═════ Given data

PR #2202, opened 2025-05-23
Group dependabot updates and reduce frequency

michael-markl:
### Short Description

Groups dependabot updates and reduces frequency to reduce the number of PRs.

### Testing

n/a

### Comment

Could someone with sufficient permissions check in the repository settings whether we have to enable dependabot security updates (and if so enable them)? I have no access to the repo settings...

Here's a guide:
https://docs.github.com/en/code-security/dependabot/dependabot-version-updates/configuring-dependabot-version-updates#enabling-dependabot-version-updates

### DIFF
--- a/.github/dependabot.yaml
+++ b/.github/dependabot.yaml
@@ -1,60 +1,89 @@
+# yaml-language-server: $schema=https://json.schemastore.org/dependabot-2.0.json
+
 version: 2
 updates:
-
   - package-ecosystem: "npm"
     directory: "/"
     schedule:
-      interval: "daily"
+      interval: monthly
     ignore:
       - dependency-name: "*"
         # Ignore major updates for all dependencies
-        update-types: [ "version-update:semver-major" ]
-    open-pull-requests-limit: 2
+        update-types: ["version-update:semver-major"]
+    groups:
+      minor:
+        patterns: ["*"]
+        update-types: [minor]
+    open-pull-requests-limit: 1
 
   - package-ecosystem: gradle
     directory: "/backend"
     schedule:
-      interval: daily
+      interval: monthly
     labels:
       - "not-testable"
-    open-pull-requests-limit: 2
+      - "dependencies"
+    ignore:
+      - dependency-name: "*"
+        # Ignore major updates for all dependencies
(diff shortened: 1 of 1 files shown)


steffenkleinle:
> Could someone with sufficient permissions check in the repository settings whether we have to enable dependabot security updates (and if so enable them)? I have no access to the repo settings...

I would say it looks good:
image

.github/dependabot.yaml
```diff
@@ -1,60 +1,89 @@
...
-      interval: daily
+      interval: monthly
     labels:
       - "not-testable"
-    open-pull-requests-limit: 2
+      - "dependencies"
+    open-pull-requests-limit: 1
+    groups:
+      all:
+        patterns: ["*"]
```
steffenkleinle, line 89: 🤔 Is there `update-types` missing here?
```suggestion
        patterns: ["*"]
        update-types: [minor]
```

══════════
═════ Given data

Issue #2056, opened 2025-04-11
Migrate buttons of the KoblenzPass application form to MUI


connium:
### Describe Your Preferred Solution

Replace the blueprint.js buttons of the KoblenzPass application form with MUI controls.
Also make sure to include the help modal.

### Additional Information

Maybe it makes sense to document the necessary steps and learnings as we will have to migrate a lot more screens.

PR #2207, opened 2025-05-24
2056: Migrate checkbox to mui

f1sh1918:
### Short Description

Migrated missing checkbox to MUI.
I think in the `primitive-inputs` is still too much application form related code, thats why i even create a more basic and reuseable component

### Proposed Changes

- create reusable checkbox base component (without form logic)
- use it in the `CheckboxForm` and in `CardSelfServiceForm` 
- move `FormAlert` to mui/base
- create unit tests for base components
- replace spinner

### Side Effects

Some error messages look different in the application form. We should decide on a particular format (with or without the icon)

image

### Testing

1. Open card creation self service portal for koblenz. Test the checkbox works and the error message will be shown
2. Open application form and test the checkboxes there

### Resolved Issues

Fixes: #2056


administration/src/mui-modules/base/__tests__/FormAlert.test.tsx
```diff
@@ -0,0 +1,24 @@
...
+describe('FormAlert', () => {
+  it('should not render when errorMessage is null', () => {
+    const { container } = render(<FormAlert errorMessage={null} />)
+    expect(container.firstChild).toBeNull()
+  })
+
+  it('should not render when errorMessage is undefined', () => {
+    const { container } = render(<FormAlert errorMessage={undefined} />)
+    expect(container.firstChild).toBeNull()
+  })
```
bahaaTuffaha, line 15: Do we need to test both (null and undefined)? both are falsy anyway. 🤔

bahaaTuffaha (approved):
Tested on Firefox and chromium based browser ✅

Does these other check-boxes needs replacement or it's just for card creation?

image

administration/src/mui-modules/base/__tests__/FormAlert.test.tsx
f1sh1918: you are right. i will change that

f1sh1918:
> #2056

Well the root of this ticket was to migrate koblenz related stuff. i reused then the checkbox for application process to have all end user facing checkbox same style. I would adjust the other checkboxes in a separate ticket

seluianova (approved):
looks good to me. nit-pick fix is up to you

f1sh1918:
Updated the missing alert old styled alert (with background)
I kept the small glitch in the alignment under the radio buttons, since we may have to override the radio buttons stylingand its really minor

══════════
═════ Given data

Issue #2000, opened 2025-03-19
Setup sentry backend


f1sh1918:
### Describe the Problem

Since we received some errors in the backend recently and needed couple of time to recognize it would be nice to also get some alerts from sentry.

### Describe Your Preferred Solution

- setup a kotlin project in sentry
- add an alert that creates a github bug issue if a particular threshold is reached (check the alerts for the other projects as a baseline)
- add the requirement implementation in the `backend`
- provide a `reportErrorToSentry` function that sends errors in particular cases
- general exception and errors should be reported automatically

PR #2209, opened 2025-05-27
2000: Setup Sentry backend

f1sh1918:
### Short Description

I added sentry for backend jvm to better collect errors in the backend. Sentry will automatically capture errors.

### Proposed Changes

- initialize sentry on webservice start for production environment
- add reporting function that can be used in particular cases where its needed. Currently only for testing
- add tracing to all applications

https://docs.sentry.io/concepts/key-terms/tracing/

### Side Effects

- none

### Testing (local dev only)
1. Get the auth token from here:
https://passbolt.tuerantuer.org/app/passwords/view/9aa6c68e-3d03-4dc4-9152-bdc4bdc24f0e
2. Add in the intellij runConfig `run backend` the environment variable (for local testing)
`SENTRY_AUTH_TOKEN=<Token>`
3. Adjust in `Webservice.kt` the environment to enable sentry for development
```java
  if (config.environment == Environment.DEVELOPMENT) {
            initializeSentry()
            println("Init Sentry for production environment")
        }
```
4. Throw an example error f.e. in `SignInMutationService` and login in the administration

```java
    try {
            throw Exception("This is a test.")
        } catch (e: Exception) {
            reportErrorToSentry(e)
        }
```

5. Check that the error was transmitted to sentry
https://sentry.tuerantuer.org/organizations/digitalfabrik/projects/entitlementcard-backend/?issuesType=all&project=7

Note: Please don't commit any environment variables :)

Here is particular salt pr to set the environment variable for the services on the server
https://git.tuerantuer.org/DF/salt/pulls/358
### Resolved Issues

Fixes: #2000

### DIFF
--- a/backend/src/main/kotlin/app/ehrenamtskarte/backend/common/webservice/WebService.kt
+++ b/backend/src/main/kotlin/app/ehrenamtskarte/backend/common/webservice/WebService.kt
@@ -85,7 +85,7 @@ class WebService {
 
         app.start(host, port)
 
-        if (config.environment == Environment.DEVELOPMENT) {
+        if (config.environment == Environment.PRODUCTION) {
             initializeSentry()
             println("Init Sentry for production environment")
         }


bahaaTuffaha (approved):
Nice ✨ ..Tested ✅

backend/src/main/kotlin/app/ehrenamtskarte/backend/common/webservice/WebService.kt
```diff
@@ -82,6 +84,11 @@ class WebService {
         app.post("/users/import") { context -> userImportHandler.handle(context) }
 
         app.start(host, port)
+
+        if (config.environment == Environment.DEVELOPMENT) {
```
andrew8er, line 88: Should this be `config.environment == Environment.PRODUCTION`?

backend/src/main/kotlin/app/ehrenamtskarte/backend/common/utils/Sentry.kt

══════════

#### Task prompt
Return, with no change at all, every line in the entries above from the line containing "- add tracing to all applications" through the line containing "-85,7 +85,7 @@".

#### Answer space
- add tracing to all applications

https://docs.sentry.io/concepts/key-terms/tracing/

### Side Effects

- none

### Testing (local dev only)
1. Get the auth token from here:
https://passbolt.tuerantuer.org/app/passwords/view/9aa6c68e-3d03-4dc4-9152-bdc4bdc24f0e
2. Add in the intellij runConfig `run backend` the environment variable (for local testing)
`SENTRY_AUTH_TOKEN=<Token>`
3. Adjust in `Webservice.kt` the environment to enable sentry for development
```java
  if (config.environment == Environment.DEVELOPMENT) {
            initializeSentry()
            println("Init Sentry for production environment")
        }
```
4. Throw an example error f.e. in `SignInMutationService` and login in the administration

```java
    try {
            throw Exception("This is a test.")
        } catch (e: Exception) {
            reportErrorToSentry(e)
        }
```

5. Check that the error was transmitted to sentry
https://sentry.tuerantuer.org/organizations/digitalfabrik/projects/entitlementcard-backend/?issuesType=all&project=7

Note: Please don't commit any environment variables :)

Here is particular salt pr to set the environment variable for the services on the server
https://git.tuerantuer.org/DF/salt/pulls/358
### Resolved Issues

Fixes: #2000

### DIFF
--- a/backend/src/main/kotlin/app/ehrenamtskarte/backend/common/webservice/WebService.kt
+++ b/backend/src/main/kotlin/app/ehrenamtskarte/backend/common/webservice/WebService.kt
@@ -85,7 +85,7 @@ class WebService {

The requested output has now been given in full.